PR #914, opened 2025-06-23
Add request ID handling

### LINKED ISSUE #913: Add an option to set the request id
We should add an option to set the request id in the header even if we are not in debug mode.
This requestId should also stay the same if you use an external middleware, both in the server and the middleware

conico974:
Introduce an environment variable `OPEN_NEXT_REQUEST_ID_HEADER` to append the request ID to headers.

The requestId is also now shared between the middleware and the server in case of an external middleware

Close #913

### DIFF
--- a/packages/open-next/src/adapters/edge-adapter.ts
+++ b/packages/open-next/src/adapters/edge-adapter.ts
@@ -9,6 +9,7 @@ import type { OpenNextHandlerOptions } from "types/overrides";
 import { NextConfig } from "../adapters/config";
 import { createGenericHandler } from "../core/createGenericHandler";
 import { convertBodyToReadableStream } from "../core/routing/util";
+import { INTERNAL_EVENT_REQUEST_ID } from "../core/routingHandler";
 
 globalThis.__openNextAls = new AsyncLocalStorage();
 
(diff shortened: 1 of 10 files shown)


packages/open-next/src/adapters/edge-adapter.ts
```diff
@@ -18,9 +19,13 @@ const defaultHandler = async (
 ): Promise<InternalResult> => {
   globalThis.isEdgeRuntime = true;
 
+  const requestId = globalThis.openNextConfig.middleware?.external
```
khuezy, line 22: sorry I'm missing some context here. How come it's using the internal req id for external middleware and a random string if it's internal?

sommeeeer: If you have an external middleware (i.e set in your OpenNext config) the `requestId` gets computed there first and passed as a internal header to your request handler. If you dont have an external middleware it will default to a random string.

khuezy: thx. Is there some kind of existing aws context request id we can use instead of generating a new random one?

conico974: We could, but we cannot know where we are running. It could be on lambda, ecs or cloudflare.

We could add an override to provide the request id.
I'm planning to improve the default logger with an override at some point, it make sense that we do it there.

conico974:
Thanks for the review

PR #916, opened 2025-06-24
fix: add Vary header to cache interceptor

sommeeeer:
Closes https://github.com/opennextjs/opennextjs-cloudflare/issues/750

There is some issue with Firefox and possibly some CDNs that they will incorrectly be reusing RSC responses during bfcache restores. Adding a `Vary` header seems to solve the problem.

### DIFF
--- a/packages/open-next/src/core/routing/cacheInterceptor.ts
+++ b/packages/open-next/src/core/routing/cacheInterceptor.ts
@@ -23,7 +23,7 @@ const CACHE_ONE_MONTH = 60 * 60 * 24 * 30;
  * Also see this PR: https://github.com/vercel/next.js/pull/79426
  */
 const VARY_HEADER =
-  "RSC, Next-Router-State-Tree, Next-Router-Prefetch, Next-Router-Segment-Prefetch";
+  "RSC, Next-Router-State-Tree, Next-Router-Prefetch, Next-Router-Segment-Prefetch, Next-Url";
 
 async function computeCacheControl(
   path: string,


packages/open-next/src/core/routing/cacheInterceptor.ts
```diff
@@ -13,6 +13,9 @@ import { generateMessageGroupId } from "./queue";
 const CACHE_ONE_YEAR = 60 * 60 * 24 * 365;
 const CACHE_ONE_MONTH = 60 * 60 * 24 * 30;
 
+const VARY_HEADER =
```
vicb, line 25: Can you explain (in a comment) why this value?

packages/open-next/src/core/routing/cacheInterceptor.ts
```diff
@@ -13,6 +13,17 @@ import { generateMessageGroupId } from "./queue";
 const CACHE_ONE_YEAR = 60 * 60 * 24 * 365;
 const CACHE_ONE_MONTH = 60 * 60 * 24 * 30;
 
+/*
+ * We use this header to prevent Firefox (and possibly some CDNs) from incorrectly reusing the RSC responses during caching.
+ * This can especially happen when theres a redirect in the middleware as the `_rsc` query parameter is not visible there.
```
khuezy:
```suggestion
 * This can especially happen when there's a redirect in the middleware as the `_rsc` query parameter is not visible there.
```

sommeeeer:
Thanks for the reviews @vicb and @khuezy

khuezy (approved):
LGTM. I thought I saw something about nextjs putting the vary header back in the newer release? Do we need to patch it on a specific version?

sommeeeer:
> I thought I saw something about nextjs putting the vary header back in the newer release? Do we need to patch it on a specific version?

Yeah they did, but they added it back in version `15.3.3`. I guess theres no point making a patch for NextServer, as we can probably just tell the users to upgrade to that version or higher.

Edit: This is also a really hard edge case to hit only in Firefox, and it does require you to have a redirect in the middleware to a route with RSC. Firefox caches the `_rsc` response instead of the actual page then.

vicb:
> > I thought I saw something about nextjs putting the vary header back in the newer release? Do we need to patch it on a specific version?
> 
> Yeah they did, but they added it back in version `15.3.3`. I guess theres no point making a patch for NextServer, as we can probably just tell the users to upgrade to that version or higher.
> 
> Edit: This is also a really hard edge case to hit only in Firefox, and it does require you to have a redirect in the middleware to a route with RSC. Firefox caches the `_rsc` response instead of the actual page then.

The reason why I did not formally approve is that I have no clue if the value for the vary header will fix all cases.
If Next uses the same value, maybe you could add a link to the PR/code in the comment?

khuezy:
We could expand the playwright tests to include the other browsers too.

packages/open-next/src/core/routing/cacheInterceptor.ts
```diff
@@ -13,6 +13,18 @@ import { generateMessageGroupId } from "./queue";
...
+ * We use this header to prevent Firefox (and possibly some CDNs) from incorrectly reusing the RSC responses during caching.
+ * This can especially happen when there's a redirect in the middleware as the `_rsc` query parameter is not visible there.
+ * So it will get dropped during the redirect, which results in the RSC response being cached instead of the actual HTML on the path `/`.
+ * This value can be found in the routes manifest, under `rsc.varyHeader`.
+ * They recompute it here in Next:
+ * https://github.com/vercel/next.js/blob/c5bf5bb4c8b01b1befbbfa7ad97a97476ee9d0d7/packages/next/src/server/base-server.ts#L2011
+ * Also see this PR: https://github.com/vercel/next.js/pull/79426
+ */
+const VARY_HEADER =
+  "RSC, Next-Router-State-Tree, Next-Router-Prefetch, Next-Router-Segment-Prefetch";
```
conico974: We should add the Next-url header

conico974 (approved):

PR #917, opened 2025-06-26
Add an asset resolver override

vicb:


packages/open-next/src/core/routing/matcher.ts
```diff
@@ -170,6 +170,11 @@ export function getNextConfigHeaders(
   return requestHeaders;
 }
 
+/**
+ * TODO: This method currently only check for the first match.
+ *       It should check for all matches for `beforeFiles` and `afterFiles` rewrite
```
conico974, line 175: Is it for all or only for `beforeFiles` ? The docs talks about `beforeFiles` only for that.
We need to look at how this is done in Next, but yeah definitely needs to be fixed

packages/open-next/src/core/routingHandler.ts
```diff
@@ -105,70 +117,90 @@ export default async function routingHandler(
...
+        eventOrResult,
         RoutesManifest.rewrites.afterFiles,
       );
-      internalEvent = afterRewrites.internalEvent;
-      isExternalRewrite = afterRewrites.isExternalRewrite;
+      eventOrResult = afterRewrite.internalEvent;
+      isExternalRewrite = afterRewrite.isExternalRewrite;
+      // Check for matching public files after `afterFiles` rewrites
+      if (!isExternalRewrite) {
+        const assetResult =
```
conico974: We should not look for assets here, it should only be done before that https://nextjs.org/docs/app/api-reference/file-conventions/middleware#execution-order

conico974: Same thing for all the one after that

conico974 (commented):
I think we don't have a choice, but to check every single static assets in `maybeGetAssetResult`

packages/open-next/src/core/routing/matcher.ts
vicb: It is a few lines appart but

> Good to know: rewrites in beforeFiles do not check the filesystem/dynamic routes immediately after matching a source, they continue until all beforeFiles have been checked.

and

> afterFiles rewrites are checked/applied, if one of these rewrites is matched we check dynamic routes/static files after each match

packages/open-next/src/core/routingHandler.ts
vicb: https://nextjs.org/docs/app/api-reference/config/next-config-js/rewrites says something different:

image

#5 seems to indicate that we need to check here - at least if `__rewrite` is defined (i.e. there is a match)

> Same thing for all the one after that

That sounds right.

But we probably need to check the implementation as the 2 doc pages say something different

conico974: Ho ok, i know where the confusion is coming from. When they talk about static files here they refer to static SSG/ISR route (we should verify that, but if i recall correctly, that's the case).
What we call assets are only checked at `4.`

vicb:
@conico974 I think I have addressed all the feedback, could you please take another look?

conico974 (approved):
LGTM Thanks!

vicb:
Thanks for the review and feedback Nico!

Assignment: Among the records above, find each line holding the string "context" and pull it out.

Reply:
khuezy, line 22: sorry I'm missing some context here. How come it's using the internal req id for external middleware and a random string if it's internal?
khuezy: thx. Is there some kind of existing aws context request id we can use instead of generating a new random one?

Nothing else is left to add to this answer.